Thursday, November 20, 2014

i am mexico


One of the funniest songs in the musical The Book of Mormon is a tribute to how native the missionary boys have gone when they sing "I am Africa."
I am Africa...
I am Africa.
With the strength of the cheetah,
My native voice will ring...

We are Africa!
We are the heartbeat of Africa!
I thought of that song the other day while reading an article in The Economist about the sudden death of tourism in east Africa.  The article did not need to tell me the reason.  Tourists are abandoning their safari trips to shoot elephants -- with either a camera or a rifle.  Because of Ebola. 

Or, as the author put it: "Now many safari lodges are closer to extinction than the animals that surround them.  Redundant workers might eventually turn to poaching."

The article was accompanied by the map at the top of this essay.  It shows the distances between the east Africa tourist centers and the three countries on the far west coast of the continent where Ebola is having its way with the local population and with the minds of the highly excitable and neurotic throughout the world.

That "highly excitable and neurotic" may apply to me.  While standing in the immigration line at Heathrow in August (a line that could easily have been used as a stand-in for Ellis Island), I started looking around at my fellow arrivals.  And, because I am who I am, I started wondering just how many of these souls had recently waded through the river Styx in LIberia.  Or Sierra Leone.  Or Guinea.

I felt moderately less paranoid when I talked to a several people on my cruise.  They all had the same thoughts.  But we still traveled.

And that is why The Economist included this article in its most recent edition.  The east Africa tourist areas are as far or further away from the Ebola breakout than European capitals.

Of course, that analysis comes from the meticulously-trained and passion-neutral minds of economists.  I suspect that an Italian or German who worries about Ebola popping up in Rome or Berlin is not going to be comforted by the thought that a vacation in Nairobi has a certain spatial advantage over his own capital.

As I read the article, I wondered why the press has not been publishing similar maps of Mexico to show how limited the areas of violence are.  (To be fair, The Economist has handled that issue quite rationally.  Unlike most other news sources.) 

But, as I have learned to my cost, trying to convince people that visiting and living in Mexico is no more dangerous than living in my old neighborhood in Salem, is a fool's mission.  There are other issues that need to be addressed here in my newly-adopted country, and I will write about them soon.  However, violence for tourists and expatriates is not one of them.  Otherwise, I would not have decided to become a landowner.

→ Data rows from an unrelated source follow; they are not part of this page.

PR #36602, opened 2025-12-10
NEW (QoL): better default value (copy-paste ready) for $pathtoscript in CRON setup page

atm-florianm:
# NEW

Currently, when you set up scheduled jobs, you see this, unless you have set up the hidden conf `MAIN_DOL_SCRIPTS_ROOT`.
> 
image

If this PR is accepted:
- users with a Dolibarr install that reflects the original directory structure from the repository (`dolibarr/htdocs`) ⇒ the CRON line will now be copy-paste ready even without `MAIN_DOL_SCRIPTS_ROOT`.
- users with a Dolibarr deployed differently (e.g. deb package) ⇒ no difference


htdocs/core/lib/cron.lib.php
```diff
@@ -130,7 +130,10 @@ function dol_print_cron_urls()
 
 	print '<u>'.$langs->trans("FileToLaunchCronJobs").':</u><br>';
 
-	$pathtoscript = '/pathtoscript';
+	$pathtoscript = realpath(dirname(__DIR__, 3).'/scripts/cron');
```
eldy: This expose to web user the path structure on server where only admin sys know where the script dir is stored.
This is why we show /pathtoscript.

PR #36603, opened 2025-12-10
FIX - False Def Bom on product clone

atm-lucasmantegari:
# FIX - False Def Bom on product clone
Currently, regardless of whether I check the default clone BOM or not, it is always retrieved during confirm_clone.
The behavior with this change becomes:
I clone without checking => creation of a new  BOM identical to the default one for the cloned product but not the same (to avoid confusion). Is this the expected behavior?

### DIFF
--- a/htdocs/product/card.php
+++ b/htdocs/product/card.php
@@ -994,7 +994,7 @@ if (empty($reshook)) {
 						if (!$error && isModEnabled('bom') && $user->hasRight('bom', 'write')) {
 							$defbomidac = 0; // to avoid cloning same BOM twice
 							$clone_defbom = GETPOSTISSET('clone_defbom') ? 1 : 0;
-							if($clone_defbom && $object->fk_default_bom > 0) {
+							if ($clone_defbom && $object->fk_default_bom > 0) {
 								$bomstatic = new BOM($db);
 								$bomclone = $bomstatic->createFromClone($user, $object->fk_default_bom);
 								if ((int) $bomclone < 0) {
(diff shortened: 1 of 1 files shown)


atm-lucasmantegari:
@eldy it's better ?

atm-lucasmantegari:
@eldy 

You are right that for values '', '0' and '1' the behavior is the same.

The change is only meant to avoid PHP truthy values (like 'on', 'true' or any non-empty string) from always triggering the clone logic.

Casting the input to int makes the intent explicit and ensures the checkbox only enables cloning when a valid numeric value is provided.

atm-lucasmantegari:
@eldy

eldy:
I see no difference in your new code and the old one.

Both are testing the same var.
If request to clone bom is on, we should, clone the bom, set it as default bomnok product and set the new product as product to produce on the new bom.
If not checked and the product must have no default bom.

Note: If value of input fieldb is on off, the getpost will return the same effect. This is why value must be 1 or 0 and parm should be retreived with GETPOSTINT.

atm-lucasmantegari:
@eldy 
The problem was not only related to cloning the default bill of materials, but also to copying the link to the default bill of materials when cloning the product.
Previously, even when the box was not checked, the cloned product could retain the fk_default_bom nomenclature of the source product.
This change makes the behaviour explicit:
the default nomenclature is only cloned if the box is checked
otherwise, the fk_default_bom of the cloned product is reset to 0
I have also made the checkbox handling more robust with the confirmation form (hidden value 0 + ‘on’) and replaced clone_otherboms with GETPOSTINT() as requested for consistency.
This ensures that the cloned product never retains a default BOM unless explicitly requested.

atm-lucasmantegari:
@eldy

atm-lucasmantegari:
@eldy

atm-lucasmantegari:
@eldy Sorry for the spam

PR #36605, opened 2025-12-10
FIX - Holidays negative balance

atm-lucasmantegari:
# FIX - Holidays negative balance
We block everything with "HOLIDAY_DISALLOW_NEGATIVE_BALANCE" OR we block according to the dictionary.


eldy:
Close conflict

Issue #34050, opened 2025-05-02
TraceableDB: Add backtrace report in case of database query failure


alexandre-janniaux:
### Feature Request

Currently, a database error will produce this kind of output:

<img width="1769" alt="Image" src="https://github.com/user-attachments/assets/610c4340-1001-4749-8625-c21e3d57f51e" />

But then, we need to research which file and line produced the query.

The goal would be to be able to attach backtrace directly to records done from TraceableDB, and then being able to display them from the debugbar there:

Maybe because, just like the Mormon missionaries in the musical (and the rebozo-beclad gringas of San Miguel de Allende), I believe I have become one with this land.

To only slightly paraphrase the lyrics:

Mexicans are Mexicans --
But, I am Mexico*

* -- I rather sadly add this note.  But past experience has taught me that I need to add some voice interpretations in some of my essays.  Those last two paragraphs need to be read as if they came from deep in the kingdom of Sardonia.